Connections and 3.00.316
DHawthorne
Posts: 4,584
in AMX Hardware
Sigh, what a nightmare week...
OK, on top of my memory leak issue, I am now having trouble with inter-master connections. One of my ancillary masters was a 260/64, so I swapped it with the older, main master whichs was just a 260. I was very careful to make sure I wiped URL lists in both masters (though only one had one). But now the other masters in the system are continuously dropping offline. They come right back up, but the dropouts can cause up to a minute or so of unresponsiveness in the panels, and that is unacceptable.
I have three buildings, two of which have subsystems, and the third controls all the outdoor stuff, but no subsystems. All the subsystems connect to both of the building masters, as does the third building master. Neither of the two central masters have anything i their URL lists. This setup worked fine until I swapped out one of the central masters for a 260/64. Now I'm getting the offlines...
Anyone have any ideas?
OK, on top of my memory leak issue, I am now having trouble with inter-master connections. One of my ancillary masters was a 260/64, so I swapped it with the older, main master whichs was just a 260. I was very careful to make sure I wiped URL lists in both masters (though only one had one). But now the other masters in the system are continuously dropping offline. They come right back up, but the dropouts can cause up to a minute or so of unresponsiveness in the panels, and that is unacceptable.

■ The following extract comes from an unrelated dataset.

Issue #197, opened 2022-10-21
[probes.http] Automatically decide if we should resolve_first


manugarg:
For example, there is no point in not using resolve_first for k8s endpoints targets. See #196 for more details.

I have three buildings, two of which have subsystems, and the third controls all the outdoor stuff, but no subsystems. All the subsystems connect to both of the building masters, as does the third building master. Neither of the two central masters have anything i their URL lists. This setup worked fine until I swapped out one of the central masters for a 260/64. Now I'm getting the offlines...
Anyone have any ideas?
0
Comments
In addition, something very odd happened today - I was plugging away with some touch-up work and having no real issues; I moved to another part of the house to run a few tests, and found that all the panels in that area became unresponsive, as if they had lost thier connection. I had a Telnet window open, and it too had become sluggish to the point of near unresponsiveness. No amount of rebooting the master helped, until I logged into each of the remote masters and rebooted those. All was fine after that.
Fortunately, this kind of catastrophe is happening while I am on site and able to remedy it - but I would really like to know what the cause is so I can relax about it and not have to visit the house every day checking in on it.
The system ran for about two weeks after my last post until I got a call from the customer claiming sluggish response from his touchpanels. I was neck deep in another project and under some deadline pressure, so all I could do was Telnet into it and reboot the main master. Everything came back up and ran fine for another couple weeks, then I got another call that the entire system was locked up. I couldn't even Telnet into the main master. This time I was able to make a site visit, and found several of the local system masters had a lot of backed up message queues and IP related messages in the log, though nothing that reported on its own with a simple "msg on;" I had to do a "show log" to see any of it. I modified some feedback code that I had previously back-burnered to make it need less inter-master communications, reloaded, rebooted, and the system was up and running with no signs of any trouble. It did, however, take several reboots before everything came up properly.
This time, I added a heartbeat function to the main master. Once a minute, it messages another master in the system. That master resets a ten-minute timeline whenever it recieves the heartbeat message. If that timeline ever runs down the entire 10 minutes without hearing from the main master, it pulses a relay that will kill the power completely on the main master and force a cold reboot. The master that initiates the reboot will e-mail me whenever this happens, so at that point I can log into teh system and make sure everything comes back up properly.
I cannot begin to tell how much I hate being forced to install such a routine, but I'm at my wit's end. I simply cannot have this system dropping dead every two or three weeks, and I'm not getting anywhere with discovering the source of the problem. I am reasonably sure it is a communications problem, and a message or event queue is backlogging to the point of stalling the entire system. I cannot be certain there is no fault in some of my code, or if this is inherent in the product itself, and the complexity of the job brings it out. I strongly believe it is the latter, but not knowing for sure exactly what is happening, I wouldn't bet the farm on anything right now.
Dave,
I have had problems with a few NI3000/4000. The program was working in one old Netlinx with the same firmware as the new NI3000 but the new one kept droping the links to my Tandberg Codec which is using the telnet port.
The other problem was with Netlinx Studio kept droping the link to the problem NI3000 as well after about 5 Mins. So on the phone to AMX and they said send us the Tandberg codec and NI3000 so i did.
Few days later problem fix.
A new Ethernet board.
Cameron
All the masters but one, which is the least used and has not itself had issues, are NXI frames with ME260 processors (and one ME260/64). It's not an NI related issue.